Now we have some correlation data, but what does our sale price data look like.

In [5]:
train.SalePrice.describe()

count      1460.000000
mean     180921.195890
std       79442.502883
min       34900.000000
25%      129975.000000
50%      163000.000000
75%      214000.000000
max      755000.000000
Name: SalePrice, dtype: float64

Looking at the below histogram we can see that the prices are positively skewed with a few outliers.

In [6]:
salehist = [go.Histogram(x=train.SalePrice)]
py.iplot(salehist,file_name='sale_price_histogram',bin=20000)

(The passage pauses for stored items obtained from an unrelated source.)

PR #1287, opened 2019-06-08
Bump api

Tbaut:
Pull in the reward destination from `derive.staking.info`


Tbaut:
I missed the fact that it's in https://github.com/polkadot-js/apps/pull/1286/files

PR #1292, opened 2019-06-13
Fix nits from previous PRs

Tbaut:
- Show names on staking overview used to show `VALIDATOR (STASH)` even for known accounts.
- Account address in lowercase for "account or names"
- fix account cards off
- Selection wasn't showing in changeRewardDestination modal.
- avoid the edit or copy icon to get wrapped alone eg (before/after) :
image

image


jacogr:
Not sure about the first one at all -

image

Tbaut:
Do you mean the second address of your screen shot (5DqAz..) is actually part of your address book or accounts? I doubled checked and it shows as expected for me also on Alex. e.g a known address, my account, and finally an unknown one

image

jacogr:
The first one (this is on Alex) is a validator I added to my addressbook. But now that you mention it, it does not show the value from accounts, i.e. my `First validator` shows up, however `Alice_stash` does not.

packages/ui-app/src/Row.tsx
```diff
@@ -109,14 +109,18 @@ export const styles = `
...
     box-sizing: border-box;
     margin: 0;
     padding: 0;
     overflow: hidden;
     text-overflow: ellipsis;
     text-transform: uppercase;
     white-space: normal;
+
+    .withAddr {
+      text-transform: lowercase;
```
jacogr: This is not correct - addresses have uppercase letters as well.

jacogr: For AddressMini, this is what was done - https://github.com/polkadot-js/apps/blob/master/packages/ui-app/src/AddressMini.tsx#L137

Apply the text-transform to `withName` only, so `withAddr` has just the default.

Tbaut:
Thanks, I missed the one with explorer link. Had a look around and found similar problems in council where the name would have been displayed only for address book contact but not your own accounts.

jacogr:
Thank you, wanted to check those all - think we went a bit heavy-handed on applying the type.

Tbaut:
I'll stop here for this PR to keep it small

packages/ui-app/src/CopyButton.tsx
```diff
@@ -85,4 +87,8 @@ export default styled(CopyButton)`
   button.ui.mini.icon.primary.button.iconButton {
     cursor: copy;
   }
+
+  .copySpan {
```
jacogr: Does this really make a difference? The span is basically around a single element? (A button with only an icon, which should not be breakable)

packages/ui-app/src/Row.tsx
```diff
@@ -41,6 +41,9 @@ export const styles = `
     z-index: 1;
   }
 
+  .editSpan {
+    white-space: nowrap;  }
```
jacogr: (nit) misplaced `}` at the end.

packages/ui-app/src/CopyButton.tsx
Tbaut: This is black magic.. Found the trick *on the internet* and it does work on both chrome and FF :man_shrugging:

Another thing which could be useful is taking a look at those items which are closely correlated in relations to the SalePrice variable

In [7]:
qual_sale = [go.Box(x=train['OverallQual'],y=train['SalePrice'])]

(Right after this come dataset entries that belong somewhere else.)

PR #1299, opened 2019-06-16
Add checks for contract fees

kwingram25:
Still unclear how fees are calculated, reached out to Sergei for help!

### DIFF
--- a/package.json
+++ b/package.json
@@ -11,7 +11,6 @@
   ],
   "resolutions": {
     "@polkadot/api": "^0.82.0-beta.6",
-    "@polkadot/api-contract": "^0.82.0-beta.6",
     "@polkadot/keyring": "^0.94.0-beta.1",
     "@polkadot/types": "^0.82.0-beta.6",
     "@polkadot/util": "^0.94.0-beta.1",
--- a/package.json
+++ b/package.json
@@ -11,6 +11,7 @@
   ],
   "resolutions": {
     "@polkadot/api": "^0.82.0-beta.6",
+    "@polkadot/api-contract": "^0.82.0-beta.6",
     "@polkadot/keyring": "^0.94.0-beta.1",
     "@polkadot/types": "^0.82.0-beta.6",
     "@polkadot/util": "^0.94.0-beta.1",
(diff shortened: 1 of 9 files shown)


package.json
```diff
@@ -11,7 +11,6 @@
   ],
   "resolutions": {
     "@polkadot/api": "^0.82.0-beta.6",
-    "@polkadot/api-contract": "^0.82.0-beta.6",
```
jacogr: We should just re-add this.

packages/ui-signer/src/Checks/Call.tsx
```diff
@@ -0,0 +1,53 @@
...
+
+type Props = I18nProps & {
+  endowment: BN | Compact,
+  fees: DerivedContractFees,
+  onChange: (fees: ExtraFees) => void
+};
+
+type State = ExtraFees & {};
+
+export class Call extends React.PureComponent<Props, State> {
```
jacogr: Would probably make more sense as ContractCall? (Call can also mean, well, `call` :))

packages/ui-signer/src/Checks/Call.tsx
```diff
@@ -0,0 +1,53 @@
...
+
+    return update;
+  }
+
+  render () {
+    return null;
+  }
+}
+
+export default translate(Call);
```
jacogr: We can remove the translate wrapper, no text here.

packages/ui-signer/src/Checks/Deploy.tsx
```diff
@@ -0,0 +1,54 @@
...
+
+type Props = I18nProps & {
+  endowment: BN | Compact,
+  fees: DerivedContractFees,
+  onChange: (fees: ExtraFees) => void
+};
+
+type State = ExtraFees & {};
+
+export class Deploy extends React.PureComponent<Props, State> {
```
jacogr: ContractDeploy? (Just to align with Call)

packages/ui-signer/src/Checks/Deploy.tsx
```diff
@@ -0,0 +1,54 @@
...
+
+    return update;
+  }
+
+  render () {
+    return null;
+  }
+}
+
+export default translate(Deploy);
```
jacogr: As above, redundant.

package.json
kwingram25: It's not included yet as part of /api?

kwingram25:
Fees are correct afaik!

py.iplot(qual_sale,filename='box_quality_sale')

In [8]:
bath_sale = [go.Box(x=train['FullBath'],y=train['SalePrice'])]

py.iplot(bath_sale,filename='box_fullbath_sale')

In [11]:
year_built = [go.Box(x=train['YearBuilt'],y=train['SalePrice'])]

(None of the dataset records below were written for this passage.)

PR #1304, opened 2019-06-18
Use empty props from CardGrid

Tbaut:
- [x]  address book
- [x]  accounts
- [x]  staking actions

image
image
image


packages/ui-app/src/CardGrid.tsx
```diff
@@ -13,14 +13,16 @@ type Props = I18nProps & {
...
+  isEmpty?: boolean
 };
 
 class CardGrid extends React.PureComponent<Props> {
   render () {
-    const { buttons, children, className } = this.props;
+    const { buttons, children, className, isEmpty = false } = this.props;
 
-    if (!children || (children as Array<any>).length <= 0) {
+    console.log('children',children);
```
Tbaut: For staking<actions the children is never empty as long as we have account, and the filtering whether something is shown or not is done after. 

The only way I thought of to make this work would be to filter the shown accounts upstream, this means bloating a little `/app-staking/src/index.tsx` with `derive.staking`. Any better idea?

jacogr: Can filter and always show, ie. If none pass empty array or null? Have not looked in detail.

Tbaut: yes that's what I meant with "filtering upstream". I'll do that then.

Tbaut:
I had to do convoluted things in `Actions/Accounts.tsx` . Mapping all accounts (props) and call `api-staking.bonded` to pass the info in the `state`. My brain could have been burnt in the process and I wonder if you can think about something better.

I forgot to use the `wip` flag. This PR is now ready to review.

packages/app-staking/src/Actions/Accounts.tsx
```diff
@@ -31,13 +33,40 @@ const Wrapper = styled(CardGrid) `
 
 class Accounts extends React.PureComponent<Props,State> {
   state: State = {
-    isNewStakeOpen: false
+    isNewStakeOpen: false,
+    myStashes: []
   };
 
+  async componentWillReceiveProps ({ allAccounts, api }: Props, { isNewStakeOpen }: State) {
```
jacogr: Yes, I hate it. The issue here is that -

- we can certainly simplify
- this will be done each time it is called (put a console.log in here, it will probably be ugly with the number of times called)

So short-term -

- you could store the allAccounts keys in state as well, checking first if it has changed before calling
- def don't make this async, rather in the `.then` set the state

py.iplot(year_built,filename='box_yearbuilt_sale')

In [10]:
year_remod = [go.Box(x=train['YearRemodAdd'],y=train['SalePrice'])]

py.iplot(year_remod,filename='box_yearremod_sale')

In [9]:
cars_sale = [go.Box(x=train['GarageCars'],y=train['SalePrice'])]

py.iplot(cars_sale,filename='box_garagecar_sale')

In [13]:
garagearea_sale = [go.Scatter(x=train['GarageArea'],y=train['SalePrice'],mode='markers')]

py.iplot(garagearea_sale,filename='scatter_garagearea_sale')

In [12]:
fstflrsf_sale = [go.Scatter(x=train['1stFlrSF'],y=train['SalePrice'],mode='markers')]

py.iplot(fstflrsf_sale,filename='scatter_fstflrsf_sale')

In [14]:
bsmtsf_sale = [go.Scatter(x=train['TotalBsmtSF'],y=train['SalePrice'],mode='markers')]

py.iplot(bsmtsf_sale,filename='scatter_bsmtsf_sale')

In [15]:
grlivarea_sale = [go.Scatter(x=train['GrLivArea'],y=train['SalePrice'],mode='markers')]

py.iplot(grlivarea_sale,filename='scatter_grlivarea_sale')

One thing that I notice throughout most of the scatter plots is there is one point that continually seems to be an outlier. It seems that the price is around 160k.